== Data records
PR #520, opened 2017-05-11
Add a generic FieldGenerator interface and move Oneof items to it.

thomasvl:
- Add FieldGenerator for a interface for field generation.
- Add FieldGeneratorBase for some common things.
- Move MessageGenerator and MessageStorageClassGenerator over to using
  the FieldGenerator protocol.
- Add a custom impl of FieldGenerator within OneofGenerator so it can
  forward all work to the OneofGenerator and provide basic caching of
  computed values.
- Overhaul Oneof generation in terms of the new classes.
- Remove the oneof field support from MessageFieldGenerator.

### DIFF
--- a/Reference/unittest_swift_fieldorder.pb.swift
+++ b/Reference/unittest_swift_fieldorder.pb.swift
@@ -429,10 +429,12 @@ struct Swift_Protobuf_OneofTraversalGeneration: SwiftProtobuf.Message, SwiftProt
       try visitor.visitSingularInt32Field(value: v, fieldNumber: 113)
     }
     try self.oConflictField?.traverse(visitor: &visitor, start: 126, end: 127)
+    try self.oConflictExtensionsStart?.traverse(visitor: &visitor, start: 201, end: 202)
     try visitor.visitExtensionFields(fields: _protobuf_extensionFieldValues, start: 202, end: 203)
-    try self.oConflictExtensionsStart?.traverse(visitor: &visitor, start: 201, end: 227)
+    try self.oConflictExtensionsStart?.traverse(visitor: &visitor, start: 226, end: 227)
+    try self.oConflictExtensionsEnd?.traverse(visitor: &visitor, start: 301, end: 302)
     try visitor.visitExtensionFields(fields: _protobuf_extensionFieldValues, start: 325, end: 326)
-    try self.oConflictExtensionsEnd?.traverse(visitor: &visitor, start: 301, end: 327)
+    try self.oConflictExtensionsEnd?.traverse(visitor: &visitor, start: 326, end: 327)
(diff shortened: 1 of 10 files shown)


thomasvl:
Sorry about the size of this, there was no good way to checkpoint along the way to provide incremental chunks without adding a bunch of code that then got removed.

The MessageFieldGenerator still needs a final pass to convert to descriptors, but now that its job is much more defined/limited, it should be easier.

Reference/unittest_swift_fieldorder.pb.swift
```diff
@@ -429,10 +429,12 @@ struct Swift_Protobuf_OneofTraversalGeneration: SwiftProtobuf.Message, SwiftProt
       try visitor.visitSingularInt32Field(value: v, fieldNumber: 113)
     }
     try self.oConflictField?.traverse(visitor: &visitor, start: 126, end: 127)
+    try self.oConflictExtensionsStart?.traverse(visitor: &visitor, start: 201, end: 202)
     try visitor.visitExtensionFields(fields: _protobuf_extensionFieldValues, start: 202, end: 203)
-    try self.oConflictExtensionsStart?.traverse(visitor: &visitor, start: 201, end: 227)
```
thomasvl: Note: with was a bug in the old code.  The generation trying to interleave oneofs and extensions wasn't complete.  Since the new code path uncovered the error in the old generation code; with the added benefit the new code is actually simplier/easier to follow.

Sources/protoc-gen-swift/FieldGenerator.swift
```diff
@@ -0,0 +1,117 @@
...
+  /// The generated code should return false the field isn't set.
+  func generateRequiredFieldCheck(printer: inout CodePrinter)
+
+  /// Generate any support needed to this field's value is initialized.
+  /// The generated code should return false if it isn't set.
+  func generateIsInitializedCheck(printer: inout CodePrinter)
+}
+
+/// Simple base class for FieldGenerators that also provides fieldMapNames.
+class FieldGeneratorBase {
```
allevato: Is there a reason that the subclasses declare their conformance to `FieldGenerator` instead of having this base do it?

thomasvl: The base would have to implement all the methods in the protocol (with dummies that are then overridden).

So the other option here was to instead do provide `fieldMapNames` via an extension, but that would mean the FieldGenerator would have to expose the fieldDescriptor, but I was trying to avoid that so it is clear the MessageGenerator shouldn't be inspecting the fields in any way.

allevato: Ugh, right.

PR #521, opened 2017-05-11
Generate a traverse for each subgroup.

thomasvl:
When the oneof isn't continuous in parent message, generate a different
traverse method for each "group", this avoid the need for conditionals
within the cases.

Name the traverses based off the field number(s) in them so reading of
the message traversal is a little more clear also.

If a traversal switch would only have one case, use the if case syntax
instead.


tbkka:
Does this impact compiled code size at all?  Looks like it might be a net win for long consecutive oneof groups since it drops the conditions.

thomasvl:
> Does this impact compiled code size at all? Looks like it might be a net win for long consecutive oneof groups since it drops the conditions.

Sorry, didn't think to check.

My guess it it will also come down to what the optimizer decides to do since the methods are fileprivate, it can probably also inline things easier now.

thomasvl:
Oh, and since we already had the optimization to now pass the start/end when the oneof was completely continuous, I don't expect this to kick in that often, the previous one is likely to cover most proto files.

PR #524, opened 2017-05-15
Finish the move to Descriptors and remove no longer used code

thomasvl:


Sources/PluginLibrary/Descriptor+Extensions.swift
```diff
@@ -74,6 +74,22 @@ extension FieldDescriptor: ProvidesLocationPath, ProvidesSourceCodeLocation {
     path.append(Int32(index))
   }
 
+  /// Returns true if the type can be used for a Packed field.
+  static func isPackable(type: Google_Protobuf_FieldDescriptorProto.TypeEnum) -> Bool {
```
thomasvl: Style wise, I'm not sure what was best here, I went with a static on FieldDescriptor because while this is sorta an attribute of the Type enum, it is only relevant within the context of when it is a repeated field.  I can move it over to an extension if that seems better.

Sources/PluginLibrary/Descriptor.swift
```diff
@@ -388,7 +388,17 @@ public final class FieldDescriptor {
...
 
-  public var isPacked: Bool { return proto.options.packed }
+  /// Should this field be packed format.
+  public var isPacked: Bool {
+    // This logic comes from the C++ FieldDescriptor::is_packed() impl.
+    guard isPackable else { return false }
+    if file.syntax == .proto2 {
+      return proto.hasOptions && proto.options.packed
+    } else {
+      return !proto.hasOptions || !proto.options.hasPacked || proto.options.packed
```
allevato: It might be worth a comment here that calls out the fact that packed is the default for proto3 with a link to <https://developers.google.com/protocol-buffers/docs/proto3#specifying-field-rules> to save future generations a "🤔"

thomasvl: Added a bunch more in the way of comments.

PR #528, opened 2017-05-15
Revisit enum name stemming.

thomasvl:
Remove the requirement that all enum values having to be prefixed
with the enum name to do any stemming. This should help in two ways:

- If a new enum value is added that doesn't share the prefix, it won't
  suddenly change all the existing names breaking existing code.
- If there is an alias (that could be deprecated) for a old name that
  didn't have the prefix, the existence of it doesn't prevent the newer
  names from getting the stemming and being more "swifty".

Note: The CSharp generator does this, it prefix strips any value it can,
without requiring all of the value to have the enum type as the prefix.

Reminder - This has never been generic common prefix stripping, it is
only about stripping the enum name off the front of the value.  That
specific case is because most protobuf enum follow that pattern since
global C++ enum values are global scope, so a common prefix is needed
on them.


thomasvl:
@tbkka & @allevato thoughts on this before we're locked down with 1.0?

PR #530, opened 2017-05-15
Add some more doc pointers to the generated code.

thomasvl:


thomasvl:
@tbkka / @allevato - I believe this is what we kicked around a while back.  Since the docs are updated, seems like it makes sense to add the pointers.

Reference/conformance/conformance.pb.swift
```diff
@@ -1,10 +1,10 @@
...
- * Source: conformance/conformance.proto
- *
- */
+// DO NOT EDIT.
+//
+// Generated by the Swift generator plugin for the protocol buffer compiler.
+// Source: conformance/conformance.proto
+//
+// For information on using the generated types, please see the documenation:
+//   https://github.com/apple/swift-protobuf/blob/master/Documentation/API.md
```
tbkka: Minor quibble:  I would just refer to https://github.com/apple/swift-protobuf/ here and let the README point people to more specific documentation.  In particular, these generated files get checked into source control and can live there for years before they're regenerated.

Reference/conformance/conformance.pb.swift
```diff
@@ -140,6 +140,9 @@ struct Conformance_ConformanceRequest: SwiftProtobuf.Message {
 
   init() {}
 
+  /// Used by the SwiftProtobuf decoding machinery, not generally used directly.
+  /// `init(serializedData:)`, `init(jsonUTF8Data:)`, and other decoding initializers
+  /// are defined in `Message` and `Message+*Additions` files.
```
tbkka: I think this comment needs to specifically mention the "SwiftProtobuf library" somewhere.  Perhaps

> Used by the decoding initializers in the SwiftProtobuf library. ...

Or perhaps:

> ... are defined in the SwiftProtobuf library.  See the `Message` and Message+*Additions` files.

Reference/conformance/conformance.pb.swift
```diff
@@ -154,6 +157,9 @@ struct Conformance_ConformanceRequest: SwiftProtobuf.Message {
     }
   }
 
+  /// Used by the SwiftProtobuf encoding machinery, not generally used directly.
+  /// `Message.serializedData()`, `Message.jsonUTF8Data()`, and other serializer methods
+  /// are defined in `Message` and `Message+*Additions` files.
```
tbkka: As above, we should be clear that these "Message and Message+Additions files" are located in the SwiftProtobuf library source code.

Reference/conformance/conformance.pb.swift
thomasvl: Done.

Reference/conformance/conformance.pb.swift
thomasvl: Basically used both.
====
(Work item)
Where the data above reaches the line holding "only about stripping", begin printing, and stop after the line holding "tbkka: I think". Each line must be reproduced exactly, with nothing else added.

(Written solution)
only about stripping the enum name off the front of the value.  That
specific case is because most protobuf enum follow that pattern since
global C++ enum values are global scope, so a common prefix is needed
on them.


thomasvl:
@tbkka & @allevato thoughts on this before we're locked down with 1.0?

PR #530, opened 2017-05-15
Add some more doc pointers to the generated code.

thomasvl:


thomasvl:
@tbkka / @allevato - I believe this is what we kicked around a while back.  Since the docs are updated, seems like it makes sense to add the pointers.

Reference/conformance/conformance.pb.swift
```diff
@@ -1,10 +1,10 @@
...
- * Source: conformance/conformance.proto
- *
- */
+// DO NOT EDIT.
+//
+// Generated by the Swift generator plugin for the protocol buffer compiler.
+// Source: conformance/conformance.proto
+//
+// For information on using the generated types, please see the documenation:
+//   https://github.com/apple/swift-protobuf/blob/master/Documentation/API.md
```
tbkka: Minor quibble:  I would just refer to https://github.com/apple/swift-protobuf/ here and let the README point people to more specific documentation.  In particular, these generated files get checked into source control and can live there for years before they're regenerated.

Reference/conformance/conformance.pb.swift
```diff
@@ -140,6 +140,9 @@ struct Conformance_ConformanceRequest: SwiftProtobuf.Message {
 
   init() {}
 
+  /// Used by the SwiftProtobuf decoding machinery, not generally used directly.
+  /// `init(serializedData:)`, `init(jsonUTF8Data:)`, and other decoding initializers
+  /// are defined in `Message` and `Message+*Additions` files.
```
tbkka: I think this comment needs to specifically mention the "SwiftProtobuf library" somewhere.  Perhaps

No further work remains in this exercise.